My journal of life.  My journey of how turning forty has changed me.

I see the world bigger than ever now, but yet growing smaller.  I’ve been given the chance to finally take my words and extend them to you, in the form of ebooks.  I have words to share, stories to tell.  I hope you take the next step with me, because let’s face it – the unknown is scary.

My releases have been toyed with for the moment, only due on my part.  I’m sitting staring at prepared manuscripts.  Stories I wrote.  Stories I want to share.  But yet I’m afraid.  With the simple click of an email, I can and will change my life.

When the words enter the world – i.e. the marketplace – two things can happen.  The first is that I hit and bounce, like a pebble of the Earth.  I’ll blow away in the smallest of winds, taken.  My time will be as unimportant as the time we all lost and can’t remember.

That could be me.

On the other hand, perhaps my words reach people’s hearts.  Maybe the touch the soul.  The go deeper, just as I intend them to do.  You see the stories for what they’re worth – pieces of myself.

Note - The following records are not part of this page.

PR #2235, opened 2021-09-24
Pull request for Makers airport challenge (September 2021 tiger)

2Rads:
Messed up the commits so copied files into the pull request instead.


lib/Airport.rb
```diff
@@ -0,0 +1,32 @@
+class Airport
+  @maxPlanes
```
sunnydonaldson, line 2: The style guide for Ruby suggests using snake casing for variable and method names.  ie `max_planes`.  To a certain extent I guess it's personal preference so it's really up to you.  It seems like you've been consistent with camel casing throughout the project so I don't see a problem with it.  Just thought it's worth pointing out.

spec/Airport_spec.rb
```diff
@@ -0,0 +1,76 @@
...
+    :landed => false,
+    :landPlane => landed = true,
+    :takeOff => landed = false
+  } 
+
+  it 'create Airport class' do
+    airport = Airport.new
+  end
+
+  it  { is_expected.to respond_to(:landPlane).with(1).argument }
```
sunnydonaldson, line 15: It's considered good practice in RSPEC to specify the method you're testing using a describe block.
For example here, there are quite a few tests on the `.landPlane` method, and it would be much easier to understand what's going on if they were all grouped together inside `describe "#landPlane"`

spec/Airport_spec.rb
```diff
@@ -0,0 +1,76 @@
...
+describe Airport do
+  let(:plane) { 
+    double :Airplane,
+    :landed => false,
+    :landPlane => landed = true,
+    :takeOff => landed = false
+  } 
+
+  it 'create Airport class' do
+    airport = Airport.new
```
sunnydonaldson, line 12: This is just an alternate approach, but I find it much easier when writing tests, to use `subject`, which is a premade instance of whatever class you're testing.  This way, you don't have to instantiate Airport in every it block.

lib/Airplane.rb
```diff
@@ -0,0 +1,15 @@
+class Airplane
```
sunnydonaldson, line 1: I really like how simple your Airplane class is, it makes it much easier to track where any errors are coming from since all the logic is being done in the Airport class.

PR #2238, opened 2021-09-24
Airport challenge - michelle-watkins

michelle-watkins:
Things I did:
- Created classes
- Created methods within classes
- Wrote unit tests to test the classes and methods

To-do:
- Implement the correct use of instance variables
- Research initialise method and decide on implementation
- Create a class/method to complete the user story on capacity


lib/airport.rb
```diff
@@ -0,0 +1,14 @@
+require_relative 'plane'
+
+class Airport
+  def take_off
+    types = ['sunny', 'stormy']
+    @weather = types.sample
+    if @weather == 'stormy'
+      return "Flight delayed"
```
duckduckboom, line 8: I like the use of sample method. Though, I think the weather may be better as a seperate thing. 

Airport tests pass. 89% due to missing line 8 about the storminess - unsure why.

michelle-watkins:
Second attempt after more practice with TDD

By connecting, I will have fulfilled a dream that has raged within me for decades.  But I hope to never let you down.  I hope to be here, available.  And I hope the words keep coming. 

The stories I share are me, as I said.

I’m taking a new path for a new path.

I’ll share poetry.  I’ll write flash fiction.  I’ll be where I can, when I can.  I am apart of someone else, so my need to reach out is there.  But this is a different side of a person you may know.  I am the inner truth.  The self doubts.  The hidden secrets.  The keys are my breath, and the words my air.  They connect, they create, they exist.

I am Adler James.  I am fictional.  I am okay with that. 

But I am real.

Don’t question it, believe it.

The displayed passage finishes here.